# Opus Fidelio



## BrodieBoy

Anyone hear anything good about Opus bikes? The Fidelio in paticular. Thanks,


Cory


----------



## tigerzcrib

Did you get any feedback elsewhere on Opus bikes? I am also looking at the Opus Fidelio but haven't had much success in finding reviews.

Cheers,
David


----------



## BrodieBoy

Well, never did find any reviews, but I trust my LBS and it fit me good so I bought it. So far so good, haven't had any issuses except for the seat, but I'm picky about those. If you have any other questions, feel free to ask


----------



## tigerzcrib

Thanks for the feedback. Like you, I am a mountain biker and am looking for an introductory bike.

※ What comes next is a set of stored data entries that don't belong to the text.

PR #1420, opened 2021-04-02
Add autograd test to T.TimeStretch (and F.phase_vocoder)

mthrok:
**UPDATE**
Due to the conversion from cartesian coordinate to polar coordinate, `F.phase_vocoder` (and `T.TimeStretch`) is not differentiable everywhere.

---
Part of #1337 
~Looks like `rate=0.7` is not differentiable to second degree.~
~Let's see what are the value ranges of `rate`, that are differentiable to second degree.~
`T.TimeStretch` manipulates spectrogram in polar coordinate.
The angle conversion from Cartesian to Polar (`atan2(Img, Real)`) does not have a 
nice differentiability around `(x=0, y=0)` and `theta = +/- pi`, therefore `T.TimeStrech` is not differentiable there.

**TODO**
- [x] Check if `rate=0.7` issue happens without complex Tensor adaptation (#1430)
    -> Yes it does. In fact the adaptation of complex Tensor makes the TimeStretch work with rate in range 0.8 ~ 1.3.
    -> Filed the issue for `rate=0.7` pytorch/pytorch#55557

### DIFF
--- a/test/torchaudio_unittest/transforms/autograd_test_impl.py
+++ b/test/torchaudio_unittest/transforms/autograd_test_impl.py
@@ -36,8 +36,8 @@ class AutogradTestMixin(TestBaseMixin):
     ):
         transform = transform.to(dtype=torch.float64, device=self.device)
 
-        # For the autograd test, float32 and cfloat64 are not good enough
-        # we make sure that all the tensors are of float64 or cfloat128
+        # gradcheck and gradgradcheck only pass if the input tensors are of dtype `torch.double` or 
+        # `torch.cdouble`, when the default eps and tolerance values are used.
         inputs_ = []
         for i in inputs:
             if torch.is_tensor(i):
--- a/test/torchaudio_unittest/transforms/autograd_test_impl.py
+++ b/test/torchaudio_unittest/transforms/autograd_test_impl.py
@@ -36,6 +36,8 @@ class AutogradTestMixin(TestBaseMixin):
     ):
         transform = transform.to(dtype=torch.float64, device=self.device)
 
+        # For the autograd test, float32 and cfloat64 are not good enough
+        # we make sure that all the tensors are of float64 or cfloat128
         inputs_ = []
         for i in inputs:
             if torch.is_tensor(i):
@@ -172,10 +174,10 @@ class AutogradTestMixin(TestBaseMixin):
         waveform = get_whitenoise(sample_rate=40, duration=1, n_channels=2)
         spectrogram = get_spectrogram(waveform, n_fft=n_fft, power=None)
 
-        # 1e-3 is still too close on CPU
+        # 1e-3 is too small (on CPU)
         epsilon = 1e-2
         too_close = spectrogram.abs() < epsilon
-        spectrogram[too_close] = spectrogram[too_close] / spectrogram[too_close].abs()
+        spectrogram[too_close] = epsilon * spectrogram[too_close] / spectrogram[too_close].abs()
         if test_pseudo_complex:
             spectrogram = torch.view_as_real(spectrogram)
         self.assert_grad(transform, [spectrogram])
--- a/test/torchaudio_unittest/transforms/autograd_test_impl.py
+++ b/test/torchaudio_unittest/transforms/autograd_test_impl.py
@@ -154,7 +154,7 @@ class AutogradTestMixin(TestBaseMixin):
         [0.7, 0.8, 0.9, 1.0, 1.3],
         [False, True],
     )
-    def test_timestretch(self, rate, test_pseudo_complex):
+    def test_timestretch_non_zero(self, rate, test_pseudo_complex):
         """Verify that ``T.TimeStretch`` does not fail if it's not close to 0
 
         ``T.TimeStrech`` is not differentiable around 0, so this test checks the differentiability
--- a/test/torchaudio_unittest/transforms/autograd_test_impl.py
+++ b/test/torchaudio_unittest/transforms/autograd_test_impl.py
@@ -153,33 +153,29 @@ class AutogradTestMixin(TestBaseMixin):
         [False, True],
     )
     def test_timestretch(self, rate, test_pseudo_complex):
-        """Verify that ``T.TimeStretch`` does not fail if it's not too close to 0
+        """Verify that ``T.TimeStretch`` does not fail if it's not close to 0
 
         ``T.TimeStrech`` is not differentiable around 0, so this test checks the differentiability
-        for cases where input is not zero, and different configurations of `TimeStretch`.
+        for cases where input is not zero.
 
-        Ideally, we should be testing on Spectrogram of random waveform but it is hard to control
-        the values around zeros.
+        As tested above, when spectrogram contains values close to zero, the gradients are unstable
+        and gradcheck fails.
+
+        In this test, we generate spectrogram from random signal, then we push the points around
+        zero away from the origin.
+
+        This process does not reflect the real use-case, and it is not practical for users, but
+        this helps us understand to what degree the function is differentiable and when not.
         """
         n_fft = 16
         transform = T.TimeStretch(n_freq=n_fft // 2 + 1, fixed_rate=rate)
-        waveform = torch.zeros(2, 40)
+        waveform = get_whitenoise(sample_rate=40, duration=1, n_channels=2)
         spectrogram = get_spectrogram(waveform, n_fft=n_fft, power=None)
 
-        # Epsilon values tried
-        #
-        # Note:
-        #   This is not experimental and comprehensive.
-        #   The result also depends on ``n_fft``.
-        #
-        #                 CPU / CUDA
-        # * 1e-1           ok / ok
-        # * 1e-2           ok / ok
-        # * 1e-3           ok / ok
-        # * 1e-3 + 1e-3j   ok / ok
-        # * 1e-4           ok / NG
-
-        spectrogram += 1e-3
+        # 1e-3 is still too close on CPU
+        epsilon = 1e-2
+        too_close = spectrogram.abs() < epsilon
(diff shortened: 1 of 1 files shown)


test/torchaudio_unittest/transforms/autograd_test_impl.py
```diff
@@ -71,3 +86,21 @@ def test_mfcc(self, log_mels):
...
+        [0.7, 0.8, 0.9, 1.0, 1.3],
+        [True, False],
+    )
+    def test_timestretch(self, rate, test_complex):
+        transform = T.TimeStretch(fixed_rate=rate)
+        spectrogram = get_spectrogram(return_complex=test_complex)
+        self.assert_grad(transform, [spectrogram])
+
+    @nested_params(
+        [0.7, 0.8, 0.9, 1.0, 1.3],
```
mthrok, line 100: @anjali411

So the finding is that shrinking the spectrogram in time axis with factor of `0.7` causes 2nd order gradient to be `NaN`, while it works for the other parameters.
What do you think is a good way to communicate this to users?

anjali411: Did it return `NaN`s before we merged the PR migrating `TimeStretch` to complex types? If not, one or more of `abs`, `angle` or `polar` is likely causing the issue.

mthrok: TODO: @mthrok to file an issue in PyTorch core for the sake of record.

mthrok: > Did it return `NaN`s before we merged the PR migrating `TimeStretch` to complex types? 

Testing this in #1430

mthrok: @anjali411 

I ran the test with the code with pseudo complex code and found that the same tests fail for not only `0.7` but also for `0.8`, `0.9` and `1.3`. So This suggests that complex Tensor made these function support autograd.

https://app.circleci.com/pipelines/github/pytorch/audio/5655/workflows/4c1f6dc6-deb6-4730-815f-31946b9af73d/jobs/194026

anjali411: That's interesting. Could you please look into which function is breaking the test (return `nan`s instead of the non `nan` expected value) for the input the test is being ran on? It would be nice to file an issue both for real and complex operators which are returning incorrect value on edge cases!

mthrok: Filed the issue https://github.com/pytorch/pytorch/issues/55557

mthrok:
@anjali411 I have removed the failing case `0.7`. CR please.

mthrok:
Hmm, now the tests are failing for all the cases....

anjali411:
this issue looks similar to https://github.com/pytorch/pytorch/issues/42952, only that the function to blame here is likely `abs`, `angle`, or `polar`. cc. @malfet

mthrok:
> @mthrok One thing to look into here is if the `phase_vocoder` function is expected to be differentiable overall, in which case, we might wanna define custom gradients.

@anjali411  That's a tough question. I am not sure if it is supposed to be a differential. The primal profit of autograd support for ops in torchaudio is that it might enable the E2E task of combined training. For that first-order gradient is enough.

mthrok:
@anjali411 

 My brief understanding of `F.phase_vocoder` algorithm is that it performs phase shift of complex spectrogram in polar coordinate, so it is inevitable to use `atan` when converting the input complex value (in cartesian form) to polar form. 

So, unless there is another formula, I say that `F.phase_vocoder` and `T.TimeStretch` do not support autograd, and it has nothing to do with native complex Tensor.

Lezcano:
For reference, there's no other formula for the gradient. See this plot for what's going on at zero:

mthrok:
Oh, what I meant by "another formula" is a formula for achieving the same result as the current `F.phase_vocoder` without converting the input spectrogram to polar coordinate.

Since the `angle` is applied to the input Tensor, I do not think it's practically possible to ensure non-zero input for the real use case, even if we can do so for testing.

mthrok:
> It would be enough to make sure that the tests do not test points near zero, but I do not know whether that's possible in this particular use case

@Lezcano 

Thanks for the advice. Following @anjali411's suggestion I tried to see if it's possible to come up with a guideline for workaround the zero values. No luck, I bet someone has already invented it if it's something I can come up with easily.

@anjali 

I gave some thoughts on if it is possible to work around the in-differentiability. I think, if we really want to tackle this, we need to re-invent arctangent function.



I think the partial derivatives can be expressed as
 [plot](https://www.wolframalpha.com/input/?i=plot+-y%2F%28x%5E2%2By%5E2%29)
 [plot](https://www.wolframalpha.com/input/?i=plot+x%2F%28x%5E2%2By%5E2%29)

And they go to as close as +/- infinity around zero depending on the phase.
For the sake of `T.TimeStretch`, it's okay to have zero gradient around the origin because in this context, `abs(z)==0` means that the input signal has only an negligible amount of energy in the corresponding frequency bin and for the sake of NN model training passing 0 gradient makes sense. Now the problem is how we can invent a formula that has a nice differentiability around 0 but gets closer to `atan2` as the input gets far from the origin.

Essentially this function needs to satisfy some properties like


and if z is not close to the origin,

and they connect soothly 

similarly their derivatives have to meet the properties like





but have the regular partial derivatives of `atan2` when z is far from 0, while they connect nicely.

Lezcano:
I really like the name `super_atan2`, not gonna lie :D

Now, the first thing that comes to mind is to interpolate with a function that decreases very quickly to zero. The typical example of such a function is `e^{-1/x}`. So, if we denote `r = (x²+y²)/α²`, for a small  `α > 0`, we could consider
`super_atan2(y,x) = (1-r)e^{-1/r} + r atan2(y,x)` on the ball of radius α `x²+y² < α²`, and then we would like to extend it to be `atan2(y,x)` outside of this ball. This extension is continuous but not differentiable, but that should be fine, I reckon.

Now, if we were to do this, it might be even simpler to just have a cut-off at some small α for the derivative, and declare it to be zero after that.

Now, all these things are clearly just hacks. The real question would then be: is it really necessary to make this function differentiable, or would it be better to leave it as it is, and then react depending on whether people file issues?

mthrok:
> Now, the first thing that comes to mind is to interpolate with a function that decreases very quickly to zero. The typical example of such a function is `e^{-1/x}`. So, if we denote `r = (x²+y²)/α²`, for a small `α > 0`, we could consider
> `super_atan2(y,x) = (1-r)e^{-1/r} + r atan2(y,x)` on the ball of radius α `x²+y² < α²`, and then we would like to extend it to be `atan2(y,x)` outside of this ball. This extension is continuous but not differentiable, but that should be fine, I reckon.
>
> Now, if we were to do this, it might be even simpler to just have a cut-off at some small α for the derivative, and declare it to be zero after that.

wow those are cool options! Thanks for the suggestions.

> Now, all these things are clearly just hacks. The real question would then be: is it really necessary to make this function differentiable, or would it be better to leave it as it is, and then react depending on whether people file issues?

Well, for the scope of native complex Tensor support, we do not need this. We can just say `TimeStretch` does not support autograd.
But this god me thinking, it's not just this op but any op that manipulates data in polar coordinate is not differentiable. In case of signal processing and spectrogram, having 0 is inevitable, so the regular `atan` makes it impossible to use polar coordinate in training pipeline, and having a workaround might open a new door for research. Of course I have no idea it will be useful or not.

At this moment it's more of a thought experiment, but this could be also an interesting research topic.

Lezcano:
What I would suggest is, rather than saying that it's not differentiable, I would write down the differentiability issue in a `.. warning::`. That's what we are doing in `torch.linalg`, where it's much less obvious when do the gradients explode. See for example the penultimate warning in https://pytorch.org/docs/master/linalg.html?highlight=linalg%20svd#torch.linalg.svd

mthrok:
Thanks for the tips. Will do so.

mthrok:
@anjali411 Following the tips from @Lezcano, I realized that we need a test to claim the differentiability at non-zero point. So I re-opened the PR. (sorry for flip-flopping)

In the new approach, I push the points close to zero away from zero. so that all the complex value elements have norm at least 1.

test/torchaudio_unittest/transforms/autograd_test_impl.py
```diff
@@ -37,8 +38,12 @@ def assert_grad(
 
         inputs_ = []
         for i in inputs:
-            i.requires_grad = True
-            inputs_.append(i.to(dtype=torch.float64, device=self.device))
+            if torch.is_tensor(i):
+                i = i.to(
+                    dtype=torch.cdouble if i.is_complex() else torch.double,
```
anjali411, line 43: please add a comment to explain that we need this because we want to run gradcheck and gradcheck with double and cdouble

anjali411 (approved):

test/torchaudio_unittest/transforms/autograd_test_impl.py
```diff
@@ -35,10 +36,16 @@ def assert_grad(
     ):
         transform = transform.to(dtype=torch.float64, device=self.device)
 
+        # For the autograd test, float32 and cfloat64 are not good enough
```
anjali411, line 39:
```suggestion
        # gradcheck and gradgradcheck require the input tensors to be of `torch.double` or `torch.cdouble`
        # if the default eps and tolerance are used
```

test/torchaudio_unittest/transforms/autograd_test_impl.py
```diff
@@ -35,10 +36,16 @@ def assert_grad(
...
+        # we make sure that all the tensors are of float64 or cfloat128
```
anjali411, line 40:
```suggestion
```

PR #1421, opened 2021-04-03
Add autograd test for T.GriffinLim

yoyololicon:
ref #1414 
cc @mthrok 

Have incorrect jacobian when doing gradcheck.


test/torchaudio_unittest/transforms/autograd_test_impl.py
```diff
@@ -65,6 +65,14 @@ def test_melspectrogram(self):
         waveform = get_whitenoise(sample_rate=sample_rate, duration=0.05, n_channels=2)
         self.assert_grad(transform, [waveform], nondet_tol=1e-10)
 
+    def test_griffinlim(self):
+        n_fft = 400
+        n_frames = 5
+        n_iter = 3
+        spec = torch.rand(n_fft // 2 + 1, n_frames) * n_fft
```
anjali411, line 72: Hi @yoyololicon `gradcheck` fails because the `spec` is of dtype `torch.float32` instead of `torch.float64`. @mthrok we should probably assert that the inputs are of `torch.float64` in `assert_grad` to better catch these errors.

mthrok: hmm, `assert_grad` does the conversion to `float64`.
Looking at [the log](https://app.circleci.com/pipelines/github/pytorch/audio/5624/workflows/68c709a1-9ffc-44c3-a0c2-c253ff475793/jobs/192386), the Tensors being compared have `float64` type and the first couple of elements match. So I think the error is coming from somewhere. `Griffin-Lim` is an iterative method so it could be errors accumulating. Maybe we can try with lower `n_iter` value, but if the `n_iter` value is different than practical use, then it defeats the purpose of having the test to ensure autograd support.

mthrok:
> Have incorrect jacobian when doing gradcheck.

Hi @yoyololicon 

Thanks for the PR. Maybe the reason why it is failing could be the use of `float()` in the middle of the `for` loop.

https://github.com/pytorch/audio/blob/90311ed11ff88042b8ea5e849a746aedb10a0f42/torchaudio/functional/functional.py#L196-L207

Could you modify the code so that all the intermediate variables have the same `dtype` as the input Tensor?

test/torchaudio_unittest/transforms/autograd_test_impl.py
mthrok: Could be caused by the `float()` in the middle of the `for` loop.

https://github.com/pytorch/audio/blob/90311ed11ff88042b8ea5e849a746aedb10a0f42/torchaudio/functional/functional.py#L196-L207

test/torchaudio_unittest/transforms/autograd_test_impl.py
```diff
@@ -65,6 +65,14 @@ def test_melspectrogram(self):
         waveform = get_whitenoise(sample_rate=sample_rate, duration=0.05, n_channels=2)
         self.assert_grad(transform, [waveform], nondet_tol=1e-10)
 
+    def test_griffinlim(self):
```
mthrok, line 68: Could you add a case where momentum is disabled, `momentum=0`?

The in-place multiplication is causing the test failure.

https://github.com/pytorch/audio/blob/90311ed11ff88042b8ea5e849a746aedb10a0f42/torchaudio/functional/functional.py#L227

test/torchaudio_unittest/transforms/autograd_test_impl.py
yoyololicon: Good catch! It's indeed the cause!

mthrok (approved):
Looks good. Thank you!

PR #1426, opened 2021-04-05
Remove an invalid resample comparison unit test

carolineechen:
unit test comparing librosa and torchaudio's numerical results for resampling was not correct -- resampling with a larger range of input data can result in numerical differences of greater than atol=1e-02 in the unit test, which is not enough to claim compatibility


mthrok (approved):
Looks good, thanks.

nit: I think the test itself is correctly written. It's just the threshold is not tight enough to claim the compatibility.

PR #1434, opened 2021-04-06
Do not print CPU info before running tests

mthrok:
This code was added as a part of investigation of inconsistent behavior
of file-like object support. Now the investigation is done and this code
does not provide much insight yet adds a bunch of lines to the log, so
this PR removes it.


carolineechen (approved):
lgtm!

PR #1435, opened 2021-04-06
refactors functional test

steveplazafb:
Merges lfilter and spectrogram classes together in the common implementation and modifies the cpu and gpu test definitions accordingly


mthrok:
Thanks!

PR #1437, opened 2021-04-06
Update InverseMelScale comparison test 

mthrok:
This PR replaces the existing test for InverseMelScale in `librosa_compatibliity_test` with a new test.

Similar to #1426, `test_InverseMelScale` in `librosa_compatibility_test` is not
ensuring the comaptibility to librosa. Having this test can give a wrong statement
about the librosa numerical compatibility of the function.

The new test compares the result of inverse mel scale against the reference spectrogram, so no need to use librosa.
This test serves as more like an insurance that the change to the implementation of `InverseMelScale` only improves the result, not the other way.


carolineechen (approved):

carolineechen (approved):
looks good!

PR #1438, opened 2021-04-07
Refactor `F.lfilter` and `F.*_biquad` autograd tests

yoyololicon:
Adopt the autograd test model from `transforms/autograd_test_impl.py`.
Also add more combinations of testing parameters.


mthrok (commented):
Thanks for the PR.

Although I like the thorough testing, it's hitting the CI job time out limit.
Can we reduce the time it requires for the test somehow?
Autograd tests are by nature expensive itself.

I think it's good enough to use only one value for `central_freq` and `Q`.
I could be wrong but it feels that `2`, `100`, `800`, `4000`, `8000` are in a safe range for gradient computation.
If it is around `0`, I would be more cautious. (but again, this is my intuition and not backed by anything. so if you disagree, please let me know)

Things like `const_skirt_gain` should be parameterized because that change the code execution path, and we want to cover all the path.

yoyololicon:
> I think it's good enough to use only one value for `central_freq` and `Q`.
> I could be wrong but it feels that `2`, `100`, `800`, `4000`, `8000` are in a safe range for gradient computation.
> If it is around `0`, I would be more cautious. (but again, this is my intuition and not backed by any hard fact. So if you disagree, please let me know)

Sounds reasonable, I agree.

mthrok:
Thanks!

PR #1436, opened 2021-04-06
Run functional librosa compatibility test on CUDA as well

mthrok:
This PR parameterizes the device placement of the librosa compatibility test for functional, so that the tests run on GPU as well.

PR #1439, opened 2021-04-07
Run transform librosa compatibility test on CUDA as well

mthrok:
Similar to #1436 this PR ports librosa compatibility test for Transforms to CPU/CUDA.


test/torchaudio_unittest/transforms/librosa_compatibility_cpu_test.py
```diff
@@ -0,0 +1,9 @@
+import torch
+
+from torchaudio_unittest.common_utils import PytorchTestCase
+from .librosa_compatibility_test_impl import TransformsTestBase
+
+
+class TestTransforms(TransformsTestBase, PytorchTestCase):
```
carolineechen, line 7: do we want to rename this `TestTransformsCPU` (and similarly for the CUDA test)? I see it being done both ways in existing unit tests ([with](https://github.com/pytorch/audio/blob/master/test/torchaudio_unittest/functional/librosa_compatibility_cpu_test.py#L5), [without](https://github.com/pytorch/audio/blob/master/test/torchaudio_unittest/functional/torchscript_consistency_cpu_test.py#L7)) but maybe this is something we want to keep consistent moving forward

carolineechen (approved):
left a minor comment/question, but otherwise lgtm

test/torchaudio_unittest/transforms/librosa_compatibility_cpu_test.py
mthrok: So I started out as very verbose test class name but in #1436, it was pointed out that I forgot to change it from CPU to CUDA when I copy pasted it, and that made me wonder if we need to be that verbose for this. CPU tests and CUDA tests are separated on file-basis, so there is not a case where you look at test log and do not know which device it is running the test.
So I am learning towards removing `CPU/CUDA` from the name of test class.
What do you think?

carolineechen: Yup, that makes sense to me. We can remove `CPU/CUDA` from test class names moving forward

PR #1444, opened 2021-04-09
Use torchaudio melscale 'slaney' instead of librosa in WaveRNN pipeline preprocessing

discort:


discort:
cc @mthrok @vincentqb

examples/pipeline_wavernn/main.py
```diff
@@ -270,11 +270,11 @@ def main(args):
 
     transforms = torch.nn.Sequential(
         torchaudio.transforms.Spectrogram(**melkwargs),
-        LinearToMel(
+        torchaudio.transforms.MelScale(
```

I like the feel of the Opus and am currently looking at the Fidelio ($1049 Cdn) and Scherzo ($1229). I don't know if I should spend the extra $180 for some better components (derailleur, etc. and clipless pedals). I know you've only had the bike for a short time and you haven't had any issues except the seat, but any minor issues with shifting, etc? 
Thanks again.


----------



## BrodieBoy

Only reason I had shifting issuses is because when I bought the bike, it wasn't correctly tuned, but it was easily fixed. It's only been ridden 5ish times with a average distance of 30km, and it's been great. The carbon does really seem to smooth out any rough stuff I encounter. I'm also a big guy (6'0, just over 200) and I haven't had any flex issuses. Great bike for what I paid ($1197CDN with tax) Biggest deciding factor to me over the Scott, a Canadian Company


----------